In this piece, I will relate one of the exchanges with a stranger and a brief conversation with my skeptical philosopher father after his death; then I will discuss some of the questions raised in my mind: What is mind and what are its limits? What is real, what is true? Why do some of us have these experiences while others don’t? One question I will answer immediately: do these experiences have spiritual import? They do not mean that I personally am a better person or more integrated than most, but I believe that they may suggest something about spirit or consciousness.

One experience in particular really shook me up. It happened at a five-day meditation retreat led by Larry LeShan, a clinical psychologist. His daily work was as a psychotherapist, often with cancer patients facing mortality. On the side, he experimented with psychic healing, the cultivation of a state of consciousness that facilitates the healing of others.
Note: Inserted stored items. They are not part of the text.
PR #1250, opened 2025-02-11
Use `i64` to prevent overflows

### LINKED ISSUE #1249: Overflow error in bibtex engine
When using bibtex engine (tectonic is in master branch version), I met an overflow error:

```
Running BibTeX on tectonic_bug_reproduce.aux ...
thread 'main' panicked at crates/engine_bibtex/src/exec.rs:1947:25:
attempt to add with overflow
```

The error is caused by this line:
https://github.com/tectonic-typesetting/tectonic/blob/ddca0b805c7a8c3edd93effc2b188a05f409161d/crates/engine_bibtex/src/exec.rs#L1947

It looks like the addition to `num_chars` is spilling over its maximum value and a larger interger type is needed here.

naskya:
Fixes #1249

### DIFF
--- a/crates/bridge_flate/src/lib.rs
+++ b/crates/bridge_flate/src/lib.rs
@@ -113,7 +113,7 @@ struct Decompressor<'a> {
     done: bool,
 }
 
-impl<'a> Decompressor<'a> {
+impl Decompressor<'_> {
     fn decompress_chunk(&mut self, output: &mut [u8]) -> Result<usize, Error> {
         if self.done {
             return Ok(0);
--- a/crates/bundles/src/itar.rs
+++ b/crates/bundles/src/itar.rs
@@ -193,7 +193,7 @@ impl Bundle for ItarBundle {
     }
 }
 
-impl<'this> CachableBundle<'this, ItarFileIndex> for ItarBundle {
+impl CachableBundle<'_, ItarFileIndex> for ItarBundle {
     fn get_location(&mut self) -> String {
         self.url.clone()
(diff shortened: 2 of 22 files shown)


CraftSpider:
Hi, thanks for the PR! The failures look unrelated - if you wouldn't mind fixing the clippy one that would be appreciated, but if you'd rather I can merge this as-is and get around to it later.

naskya:
Accepted some clippy suggestions. I hope it helps!

However, the CI will still fail because I left this one untouched:

```console
warning: very complex type used. Consider factoring parts into `type` definitions
   --> crates/engine_spx2html/src/fonts.rs:308:10
    |
308 |     ) -> Result<impl Iterator<Item = (usize, Option<(char, String)>, FixedPoint)> + 'a> {
    |          ^^^^^^^^^^^^^^^^^^^^^^^^^^^^^^^^^^^^^^^^^^^^^^^^^^^^^^^^^^^^^^^^^^^^^^^^^^^^^^
    |
    = help: for further information visit https://rust-lang.github.io/rust-clippy/master/index.html#type_complexity
    = note: `#[warn(clippy::type_complexity)]` on by default
```

it might be worth to add `#[allow(clippy::type_complexity)]` here (or pass `--allow clippy::type_complexity`), but I find that this is beyond what I’m supposed to change.

CraftSpider:
Thanks, looks good to me now. I already have a backlog of maintenance tasks for the CI tests, I'll add this to the list.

I’d heard Larry talk about his research at a transpersonal psychology conference in Iceland, and I asked to join his experimental group.

There were ten or twelve of us, all Larry’s friends from New York, except for me, from Boston. Everyone looked to be around my age, forty, except for one man with white hair, Max. Larry’s assistant, who introduced us, told me Max was a lawyer from Manhattan. From the time of our introduction before Friday dinner to our goodbye the next Tuesday, Max and I never talked. We did, however, end up sitting next to each other as we meditated. Hour after hour after hour.

It was intensive one-pointed meditation. From Friday evening through Saturday until around 9 p.m., we tried hard to keep our minds steadily on a single object. Then bed. As I lay in bed, I visualized all the persons in our group, saying their names to myself. It’s something I do to help me remember names. It was a very cold February night, and wind blew in my window curtains. I knew I would have to get up and close the window before I settled down to sleep. I began saying the names to myself: Larry, Mickey, Joyce, John, Maria, and so on, until I got to Max. And then I saw a woman between Max and me that I had not seen in the group.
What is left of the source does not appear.